--- EXERCISE DIRECTIONS ---
Wherever the word "well" appears in a line of the records, copy that line.

--- RECORDS SUPPLIED ---
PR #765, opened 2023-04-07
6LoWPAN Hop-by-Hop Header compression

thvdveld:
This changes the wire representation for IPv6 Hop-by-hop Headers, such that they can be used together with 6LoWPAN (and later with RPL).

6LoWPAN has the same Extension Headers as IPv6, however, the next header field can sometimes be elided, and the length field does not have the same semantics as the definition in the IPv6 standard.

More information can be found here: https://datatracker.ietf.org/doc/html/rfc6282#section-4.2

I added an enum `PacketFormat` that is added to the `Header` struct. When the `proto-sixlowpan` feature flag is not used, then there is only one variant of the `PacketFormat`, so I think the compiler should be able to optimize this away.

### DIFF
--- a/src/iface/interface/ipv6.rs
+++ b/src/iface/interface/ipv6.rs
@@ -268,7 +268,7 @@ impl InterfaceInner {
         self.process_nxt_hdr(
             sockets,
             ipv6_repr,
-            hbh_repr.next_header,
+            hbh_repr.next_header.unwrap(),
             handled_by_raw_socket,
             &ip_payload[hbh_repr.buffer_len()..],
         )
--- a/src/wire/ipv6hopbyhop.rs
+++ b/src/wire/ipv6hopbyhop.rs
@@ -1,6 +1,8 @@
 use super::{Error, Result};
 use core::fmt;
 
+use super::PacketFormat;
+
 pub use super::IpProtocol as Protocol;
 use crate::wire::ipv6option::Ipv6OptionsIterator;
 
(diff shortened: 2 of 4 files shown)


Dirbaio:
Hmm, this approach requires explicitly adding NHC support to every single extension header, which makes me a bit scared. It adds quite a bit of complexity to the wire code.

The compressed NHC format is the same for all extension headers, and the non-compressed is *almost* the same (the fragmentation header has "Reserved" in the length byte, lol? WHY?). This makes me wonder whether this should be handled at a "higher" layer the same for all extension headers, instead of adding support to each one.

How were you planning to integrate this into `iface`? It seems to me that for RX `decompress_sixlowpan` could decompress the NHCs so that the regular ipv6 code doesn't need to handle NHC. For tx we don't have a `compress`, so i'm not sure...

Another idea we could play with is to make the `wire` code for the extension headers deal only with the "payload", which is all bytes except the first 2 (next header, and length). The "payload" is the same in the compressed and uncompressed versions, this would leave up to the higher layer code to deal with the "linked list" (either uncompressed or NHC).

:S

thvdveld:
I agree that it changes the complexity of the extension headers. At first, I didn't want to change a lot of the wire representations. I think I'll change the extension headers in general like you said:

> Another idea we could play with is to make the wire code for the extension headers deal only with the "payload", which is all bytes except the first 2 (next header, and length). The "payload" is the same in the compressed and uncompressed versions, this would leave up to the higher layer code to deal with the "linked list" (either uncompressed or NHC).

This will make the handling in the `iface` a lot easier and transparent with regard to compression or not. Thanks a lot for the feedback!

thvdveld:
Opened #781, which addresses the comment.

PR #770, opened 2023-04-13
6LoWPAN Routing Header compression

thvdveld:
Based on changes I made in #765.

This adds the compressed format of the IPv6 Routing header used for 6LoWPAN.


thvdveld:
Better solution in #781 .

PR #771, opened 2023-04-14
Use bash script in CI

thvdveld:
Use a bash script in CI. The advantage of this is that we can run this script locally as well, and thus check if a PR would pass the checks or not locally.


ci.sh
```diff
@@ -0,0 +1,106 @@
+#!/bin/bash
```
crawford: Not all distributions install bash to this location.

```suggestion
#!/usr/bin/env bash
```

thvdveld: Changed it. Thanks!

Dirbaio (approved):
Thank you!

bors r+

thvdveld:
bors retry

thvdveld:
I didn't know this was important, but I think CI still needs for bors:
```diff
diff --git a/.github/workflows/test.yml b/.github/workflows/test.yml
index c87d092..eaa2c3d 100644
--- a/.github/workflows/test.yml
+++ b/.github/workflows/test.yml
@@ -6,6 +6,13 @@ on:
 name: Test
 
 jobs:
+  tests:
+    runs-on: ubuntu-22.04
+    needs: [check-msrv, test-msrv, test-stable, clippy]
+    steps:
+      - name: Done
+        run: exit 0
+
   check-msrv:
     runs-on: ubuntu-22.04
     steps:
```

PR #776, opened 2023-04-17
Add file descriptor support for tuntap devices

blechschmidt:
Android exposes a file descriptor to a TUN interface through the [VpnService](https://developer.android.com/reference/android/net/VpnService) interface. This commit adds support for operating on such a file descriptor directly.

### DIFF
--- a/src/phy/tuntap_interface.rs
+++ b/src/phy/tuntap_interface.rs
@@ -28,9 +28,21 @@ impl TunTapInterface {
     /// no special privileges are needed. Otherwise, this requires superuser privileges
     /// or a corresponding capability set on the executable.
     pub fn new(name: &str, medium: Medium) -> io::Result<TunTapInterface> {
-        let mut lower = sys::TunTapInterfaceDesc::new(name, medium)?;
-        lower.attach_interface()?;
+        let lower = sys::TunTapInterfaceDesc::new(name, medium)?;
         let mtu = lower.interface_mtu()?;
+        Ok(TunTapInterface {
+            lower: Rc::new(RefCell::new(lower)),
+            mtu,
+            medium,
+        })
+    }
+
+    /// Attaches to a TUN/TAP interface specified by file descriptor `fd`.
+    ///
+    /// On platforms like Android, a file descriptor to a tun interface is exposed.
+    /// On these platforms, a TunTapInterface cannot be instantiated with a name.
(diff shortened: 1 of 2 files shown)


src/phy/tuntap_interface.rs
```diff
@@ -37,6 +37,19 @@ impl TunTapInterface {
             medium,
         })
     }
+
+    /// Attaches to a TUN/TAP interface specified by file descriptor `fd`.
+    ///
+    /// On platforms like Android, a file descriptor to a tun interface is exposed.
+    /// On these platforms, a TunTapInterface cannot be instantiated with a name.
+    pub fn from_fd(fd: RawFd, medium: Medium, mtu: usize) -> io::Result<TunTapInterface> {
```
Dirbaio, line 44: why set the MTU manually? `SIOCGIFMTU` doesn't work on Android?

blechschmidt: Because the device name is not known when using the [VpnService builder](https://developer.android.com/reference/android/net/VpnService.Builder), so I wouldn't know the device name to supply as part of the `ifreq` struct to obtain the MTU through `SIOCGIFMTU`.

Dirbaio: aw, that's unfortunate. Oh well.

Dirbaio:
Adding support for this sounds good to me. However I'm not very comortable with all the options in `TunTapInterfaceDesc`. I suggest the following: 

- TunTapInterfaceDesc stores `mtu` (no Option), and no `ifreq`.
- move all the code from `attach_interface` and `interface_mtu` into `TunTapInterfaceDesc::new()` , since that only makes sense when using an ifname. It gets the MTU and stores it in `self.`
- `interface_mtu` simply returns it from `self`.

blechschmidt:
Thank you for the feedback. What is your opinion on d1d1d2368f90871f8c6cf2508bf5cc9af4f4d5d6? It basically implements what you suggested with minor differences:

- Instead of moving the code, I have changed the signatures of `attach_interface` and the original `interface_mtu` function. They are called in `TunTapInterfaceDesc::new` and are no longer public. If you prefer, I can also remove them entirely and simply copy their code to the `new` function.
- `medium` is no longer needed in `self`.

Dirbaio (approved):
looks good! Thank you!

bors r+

--- ANSWER TO THIS EXERCISE ---
Use a bash script in CI. The advantage of this is that we can run this script locally as well, and thus check if a PR would pass the checks or not locally.
Dirbaio: aw, that's unfortunate. Oh well.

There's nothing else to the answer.